### EXTRACTED DATA
PR #7580, opened 2022-10-27
Automate updating of version numbers & years in .js, .css, and LICENCE files, too.

Sesquipedalian:
Previously, update_version_numbers.php only updated PHP files.

This PR also makes the script more friendly to Windows.

----------

For those who aren't familiar with it, update_version_numbers.php is a file I added when SMF 2.1.2 was released. Running it from the command line will:
1. Update the version number and copyright year in the licence block of index.php, cron.php, proxy.php, SSI.php, install.php, upgrade.php, upgrade-helper.php, Settings.php, Settings_bak.php, and every other file that has changed since the last tagged release.
2. Update the version number in every language file that has changed since the last tagged release.
3. Update the SMF_VERSION and SMF_SOFTWARE_YEAR constants in index.php, cron.php, proxy.php, SSI.php, install.php, and upgrade.php.
4. Update SMF_LANG_VERSION in upgrade.php to make sure it matches the version number in index.english.php.
5. Update the copyright year in the LICENCE file.

### DIFF
--- a/other/update_version_numbers.php
+++ b/other/update_version_numbers.php
@@ -37,18 +37,25 @@ $release_branch = 'release-2.1';
 // The root directory of the working tree for this Git repository
 $basedir = dirname(__DIR__);
 
+// Make sure we are working in the right directory
+chdir($basedir);
+
 // Do nothing if on wrong branch or working tree is dirty
-if (trim(shell_exec('cd "' . $basedir . '"; if [[ "$(git rev-parse --abbrev-ref HEAD)" != "' . $release_branch . '" || -n "$(git status --porcelain)" ]]; then echo "abort"; else echo; fi')) !== '')
-{
-	die('Could not continue. Wrong branch or dirty working tree.');
-}
+if (trim((string) shell_exec('git status --porcelain')) !== '')
+	die('Could not continue. Dirty working tree.');
+
+if (trim(shell_exec('git rev-parse --abbrev-ref HEAD')) !== $release_branch)
+	shell_exec('git checkout "' . $release_branch . '"');
+
+if (trim(shell_exec('git rev-parse --abbrev-ref HEAD')) !== $release_branch)
+	die('Could not continue. Wrong branch is checked out.');
 
 // Matches all standard SMF version strings
 $version_regex = '\d+\.\d+[. ]?(?:(?:(?<= )(?>RC|Beta |Alpha ))?\d+)?';
 
 // Get previous version based on the most recent Git tag
 // This assumes we are using proper sematic versioning in our tags
-$prev_version = ltrim(trim(shell_exec('cd "' . $basedir . '"; git checkout "' . $release_branch . '" &>/dev/null; git describe --tags --abbrev=0')), 'v');
+$prev_version = ltrim(trim(shell_exec('git describe --tags --abbrev=0')), 'v');
 
 // Was the new version passed as a command line argument?
 if (!empty($argv[1]))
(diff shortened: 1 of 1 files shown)


sbulen:
Yeah, it didn't work at all for me!  I had to hack it up a bit...  😂

Thanks,

Sesquipedalian:
Yeah, the previous version of this file assumed a Unix or Linux shell was available for the `shell_exec()` commands. I think this version will work on Windows without issue. I got rid of all shell commands except simple `git` commands, and I believe `git` takes all the same options and arguments on Windows as it does on *nix. But if you still encounter any problems on Windows, just let me know. I'll be glad to fix them.

Sesquipedalian:
By the way, when I run update_version_numbers.php against [cb154e6](https://github.com/SimpleMachines/SMF/commit/cb154e6d4c2b37176f0ef7dfa3478a95cdea1efa), it finds ten more files that still need to have their version numbers updated to 2.1.3.

sbulen:
Language files?

I was deliberately leaving those out, so folks can test - even upgrades - using their languages.  Was going to do a 2nd pass for languages after tests.

Sesquipedalian:
> Language files?
> 
> I was deliberately leaving those out, so folks can test - even upgrades - using their languages. Was going to do a 2nd pass for languages after tests.

Fair enough. 🙂

Sesquipedalian:
Any chance that this could be merged soon? It's not a big deal, but it would help me keep my local dev environment tidy.

sbulen:
@Sesquipedalian - this works great, though I have one issue with the approach.

This script seems to want to update the default branch.  I'd strongly prefer it to allow me to work in a new feature branch, so the changes can be submitted just like any PR.  I can work around it, but it seems like a non-standard workflow.

Sesquipedalian:
Well, you can change the value of `$release_branch` to whatever you like locally, @sbulen. So you could create yourself a local branch and use that if you prefer the more roundabout workflow. But I honestly don't see the point in this case. You'll just be merging those changes into the release branch immediately afterwards, so why bother with the extra steps?

jdarwood007:
I think it is fine for now.  There is other logic in here that will break in the future.  Such as when we start the new release branch and maintain 2 releases off this repo, this code pulls the latest "tag" to figure out things.  Which will fail with 2 active release branches.

Sesquipedalian:
It shouldn't be too hard to add some code to filter out tags that are not ancestors of the tip of the release branch.

EDIT: Actually, some minor tweaking of the existing `git describe` command may be all that is necessary.

jdarwood007:
I'm sure we can.  I just wanted to point out that while this may be flawed in attaching to a specific release branch, that we have other flaws in the code as well.

Sesquipedalian:
Well, attaching it to a specific release branch is not a flaw in the logic; it is intentional. The idea was that when we make a `release-2.2` branch (or whatever name it is given), we just change the value of `$release_branch` to that branch's name and commit that change to that branch. That way, when release-2.1 is checked out, this script will have `$release_branch = 'release-2.1';`, and when release-2.2 is checked out, it will have `$release_branch = 'release-2.2';`, etc.

sbulen:
> You'll just be merging those changes into the release branch immediately afterwards, so why bother with the extra steps?

It's the "immediately" that might be the issue.  Folks might point out other updates needed for one reason or another.  It may take time.  I like keeping a pristine copy of upstream as my default branch, in case another feature branch is needed.  

I am a firm believer in following the normal process!  It should be like any other PR.

That said, this is fine.  I'll continue to tweak it as needed.  It's helpful as-is.

sbulen (approved):
LGTM.  Good for current usage.

Sesquipedalian:
> Folks might point out other updates needed for one reason or another. It may take time.

When that happens, this script can be run again. It can be run and re-run as often as you like between releases. The key thing is just to make sure that you run it one last time immediately before you tag a release.

Sesquipedalian:
> I think it is fine for now. There is other logic in here that will break in the future. Such as when we start the new release branch and maintain 2 releases off this repo, this code pulls the latest "tag" to figure out things. Which will fail with 2 active release branches.

> It shouldn't be too hard to add some code to filter out tags that are not ancestors of the tip of the release branch.
> 
> EDIT: Actually, some minor tweaking of the existing `git describe` command may be all that is necessary.

I had a moment to test this, and in fact no changes to the current code are necessary to handle different tags for different branches. The command `git describe --tags --abbrev=0` always returns the most recent tag applied to the currently checked out branch. If different branches have different tags (e.g. `v2.1.3` in the `release-2.1` branch vs. `v2.2-alpha.1` in the `release-2.2` branch), the command will return the correct tag for whichever branch is checked out. So, no, nothing is broken in this logic.

PR #7598, opened 2022-11-04
Fix various issue with the upgrader running PHP 8.1

jdarwood007:
While testing for 2.1.3, I ran into the following issues on my git env.  This fixes them up. I did borrow code from a PHP RFC, but due to the simplicity of the code, I don't know if it can really be 'copyrighted'.  Included a url at least to the RFC for now.  This should go away in the future once we have moved to a PHP version that can handle unserialize properly.

( ! ) Fatal error: Uncaught TypeError: unserialize(): Argument #1 ($data) must be of type string, array given in /smf21git/upgrade.php on line 1091 ( ! ) TypeError: unserialize(): Argument #1 ($data) must be of type string, array given in /smf21git/upgrade.php on line 1091

( ! ) Fatal error: Uncaught TypeError: json_decode(): Argument #1 ($json) must be of type string, array given in /smf21git/upgrade.php on line 1104 ( ! ) TypeError: json_decode(): Argument #1 ($json) must be of type string, array given in /smf21git/upgrade.php on line 1104

( ! ) Deprecated: Implicit conversion from float 0.03333333333333333 to int loses precision in /smf21git/upgrade.php on line 5080

FYI, I am on PHP 8.1

### DIFF
--- a/other/upgrade.php
+++ b/other/upgrade.php
@@ -1118,6 +1118,13 @@ function checkFolders()
 	{
 		// OK...
 	}
+	// An array already?
+	elseif (is_array($modSettings['attachmentUploadDir']))
+	{
+		foreach($modSettings['attachmentUploadDir'] AS $dir)
+			if (!empty($dir) && !is_dir($dir))
+				$attdr_problem_found = true;
+	}
 	// Serialized?
 	elseif ($ser_test !== false)
 	{
--- a/other/upgrade.php
+++ b/other/upgrade.php
@@ -1088,8 +1088,28 @@ function checkFolders()
 
 	// Finally, attachment folders.
 	// A bit more complex, since it may be json or serialized, and it may be an array or just a string...
-	$ser_test = @unserialize($modSettings['attachmentUploadDir']);
-	$json_test = @json_decode($modSettings['attachmentUploadDir'], true);
+
+	// PHP currently has a terrible handling with unserialize in which errors are fatal and not catchable.  Lets borrow some code from the RFC that intends to fix this
+	// https://wiki.php.net/rfc/improve_unserialize_error_handling
+	try {
+    	set_error_handler(static function ($severity, $message, $file, $line) {
+			throw new \ErrorException($message, 0, $severity, $file, $line);
+		});
+		$ser_test = @unserialize($modSettings['attachmentUploadDir']);
+	} catch (\Throwable $e) {
+		$ser_test = false;
+	}
+	finally {
+	 	restore_error_handler();
+	}
+
+	// Json is simple, it can be caught.
+	try {
+		$json_test = @json_decode($modSettings['attachmentUploadDir'], true);
+	} catch (\Throwable $e) {
+		$json_test = null;
+	}
+
 	$string_test = !empty($modSettings['attachmentUploadDir']) && is_string($modSettings['attachmentUploadDir']) && is_dir($modSettings['attachmentUploadDir']);
 
 	// String?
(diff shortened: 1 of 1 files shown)


sbulen:
Hmmm...  I did all my testing in php 8.1 & never saw these errors.  I'll try to reproduce.

sbulen:
This all looks safe.  Let me run a bunch of tests....

jdarwood007:
I hadn't updated my git checkout in a while.  I was testing against git directly.

These should be safe as I simply wrap try/catches around these, as @ does not work for fatal errors since 8.0.  Those errors are fatal.  We could also I guess we do a string test before attempting any decoding.  The error is because $modSettings['attachmentUploadDir'] is already an array by the time the testing is done and thus fails.  But that would require some additional heavy testing as to not break the logic already there.

The later check is a !empty check on a is_dir.  If for some reason we get a empty string var into into the is_dir(), it is invalid.

sbulen:
Were you running CLI?  On a forum with lots of attachments?

I still don't see where those errors came from.   attachmentUploadDir is not converted to arrays before the attachment step anymore...  It used to do that, but that caused failures when restarting large upgrades (one of the changes made for large upgrades with failures & restarts after we converted smorg).  

Still trying to understand how you're getting there...

jdarwood007:
Negative on both.
I do get the `Warning! One or more attachment directories not found. Continuing may be unsafe. Please confirm folder settings before proceeding.`

I do have one or more invalid directories.
```
{"1":"\/smf21git\/attachments","2":"\/smf21git\/attachments\/2\/","3":"\/smf21git\/attachments\/2022\/02","4":"\/smf21git\/attachments\/2022\/03","5":"\/smf21git\/attachments\/2022\/06"}
```

Exists
- smf21git/attachments
- attachments/2022/02
- attachments/2022/03
- attachments/2022/06

So I am missing attachments/2

sbulen:
It bugs me that I cannot reproduce this.  And it bugs me that I do not know how you are seeing an array in attachmentsUploadDir at this point in the upgrade.  

But if we are truly seeing an array here, we need to check it.  We need another block of checks, I'd place it underneath the string test & above the serialized test.  Something like:
```
	// An array already?
	elseif (is_array($modSettings['attachmentUploadDir']))
	{
		foreach($modSettings['attachmentUploadDir'] AS $dir)
			if (!empty($dir) && !is_dir($dir))
				$attdr_problem_found = true;
	}

```

sbulen:
E.g., if it's a straight-up array, how does the attachment conversion work?
https://github.com/SimpleMachines/SMF/blob/aa2f168c69e5286222bae88a11c36edd3ce9368f/other/upgrade_2-1_mysql.sql#L436

jdarwood007:
Well thats skipping the decoding.

Looking at upgrade.php, reloadSettings() is called when we have $_GET['ssi'].  Maybe that is it? I don't recall setting that.

sbulen:
When you saw those errors - did they happen at the very beginning, before the database changes?   

Or did they come later?

jdarwood007:
It was doing it right at the start.  But now that I have tried to run the upgrader again, it doesn't do it.

sbulen:
OK, I've done a few tests & it seems safe.

BUT...  If we really think it may be in array format here, we need to check the contents of the array, per my note above.

Make that change & I'll do another round of tests & merge.

I'm still totally baffled how you got an array there...

sbulen (approved):
Looks safe.  Have run several tests & it works well.

I wish I knew how to reproduce the issue though.  Very odd.

jdarwood007:
Same here.  I didn't think to save what was in my settings table, which may have indicated a corrupted attachment settings.

PR #7600, opened 2022-11-04
Pacman tries to read a directory as a compressed file

jdarwood007:
Fixes error caused by package manager trying to read a directory as a compressed file

```
Notice
: file_get_contents(): Read of 8192 bytes failed with errno=21 Is a directory in
/Sources/Subs-Package.php
on line
36
```


live627:
How to reproduce this?

jdarwood007:
I would have to poke around to be sure, but I caught this in one of my error logs.
The fix is fairly straightforward and has our extraction function just bail out if it detects its a directory.

Issue #7601, opened 2022-11-05
Invalid argument supplied for foreach()


vsc55:
#### Description
2: Invalid argument supplied for foreach()
Type: general
Level: 2
File (/var/www/html/Sources/Subs.php) in line 4545
URL:  https://foro/index.php?action=dlattach;attach=2433

sbulen:
Steps to reproduce?

I don't think we've seen this.

Environment information - verison of SMF, PHP, etc.?

vsc55:
### Steps to reproduce
I don't know exactly how it happened, I saw it in the error logs.
It could be caused by creating a new subforum but I can't confirm it.

### Environment (complete as necessary)
- Version/Git revision: SMF 2.1.2
- Database Type: MariaDB
- Database Version: 10.3.32
- PHP Version: 7.4.1

PR #7602, opened 2022-11-05
#7601 Check is exist template_layers.

vsc55:


sbulen:
See comments in issue writeup.

We need to see steps to reproduce, so we can properly test before/after fix.

jdarwood007:
For a fix I would suggest:
```foreach ($context['template_layers'] ?? [] as $layer)```

sbulen:
The problem here is we don't know what the actual issue is.  Both the issue & PR writeup are blank.

I believe we were seeing this error early in the attachment changes, i.e., I believe this was a 2.1.1 or early 2.1.2 issue that has since been resolved.  

To confirm this, we need more info, e.g., steps to reproduce.  And to confirm it still exists with current code.

vsc55:
Hi @sbulen,
The version of smf is 2.1.2.
I don't know exactly how it happened, I saw it in the error logs.
It could be caused by creating a new subforum but I can't confirm it.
######
WHAT TO WORK ON: Lines holding "merging": copy each one from the records above.

EXERCISE RESULT:
Well, you can change the value of `$release_branch` to whatever you like locally, @sbulen. So you could create yourself a local branch and use that if you prefer the more roundabout workflow. But I honestly don't see the point in this case. You'll just be merging those changes into the release branch immediately afterwards, so why bother with the extra steps?
> You'll just be merging those changes into the release branch immediately afterwards, so why bother with the extra steps?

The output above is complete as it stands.